╭─ DATA SECTION

PR #464, opened 2015-09-17
Making total_points and total_sprints nullable values

superalex:


taiga/projects/services/stats.py
```diff
@@ -23,6 +23,18 @@
...
+        and project.total_story_points\
+        or sum(project.calculated_points["defined"].values())
+
+
+def _get_total_milestones(project):
+    return project.total_milestones is not None\
+        and project.total_milestones\
+        or project.milestones.count()
+
+
```
bameda: I don't like this code very much because it can give wrong results when ```project.total_story_points``` has a false boolean value, I prefer to use ```[on_true] if [expression] else [on_false]```:
```
def _get_total_story_points(project):
    return (project.total_story_points if project.total_story_points is not None else
                sum(project.calculated_points["defined"].values()))

def _get_total_milestones(project):
    return (project.total_milestones if project.total_milestones is not None else 
                project.milestones.count())
```

because I think is more idiomatic.

More info at https://docs.python.org/3.5/faq/programming.html#is-there-an-equivalent-of-c-s-ternary-operator.

superalex:
You are right!, I've made the changes you suggested :+1:

PR #479, opened 2015-10-07
Make taiga compatible with python 3.5, migrate to django 1.8 and update the rest of requirements

bameda:


taiga/projects/notifications/models.py
```diff
@@ -61,10 +61,10 @@ class HistoryChangeNotification(models.Model):
                                             verbose_name=_("created date time"))
     updated_datetime = models.DateTimeField(null=False, blank=False, auto_now_add=True,
                                             verbose_name=_("updated date time"))
-    history_entries = models.ManyToManyField("history.HistoryEntry", null=True, blank=True,
+    history_entries = models.ManyToManyField("history.HistoryEntry",
                                              verbose_name=_("history entries"),
                                              related_name="+")
-    notify_users = models.ManyToManyField("users.User", null=True, blank=True,
+    notify_users = models.ManyToManyField("users.User",
```
superalex: why making these changes?, they generate a migration that seems to do nothing...

bameda: According to https://docs.djangoproject.com/en/1.8/ref/models/fields/#django.db.models.ManyToManyField.swappable

> null has no effect since there is no way to require a relationship at the database level.

superalex: Ok!, and the migration?, is it really doing anything?

bameda: It was generated automatically by django, so django needs it

superalex: Ok!

Issue #481, opened 2015-10-13
Emoji extension uses wrong path


csfeathers:
Emojis weren't showing for us. It would try to load the PNGs from `localhost`.

I suspect that [this line](https://github.com/taigaio/taiga-back/blob/9226913caab94b2f5e2a761d8e56b613198a656d/taiga/mdrender/extensions/emojify.py#L38) in `taiga/mdrender/extensions/emojify.py` uses the wrong path.

As far as I can tell it should use `STATIC_ROOT` (or `STATIC_URL`?) instead of the `api` stuff.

╰─

- **DIRECTIONS FOR THIS TASK**
In the entries above, please find the line with "superalex: why making" and the line with "Issue #481, opened 2015-10-13", then write out exactly those two lines and every line between them, and nothing more.

- **TASK RESULT**
superalex: why making these changes?, they generate a migration that seems to do nothing...

bameda: According to https://docs.djangoproject.com/en/1.8/ref/models/fields/#django.db.models.ManyToManyField.swappable

> null has no effect since there is no way to require a relationship at the database level.

superalex: Ok!, and the migration?, is it really doing anything?

bameda: It was generated automatically by django, so django needs it

superalex: Ok!

Issue #481, opened 2015-10-13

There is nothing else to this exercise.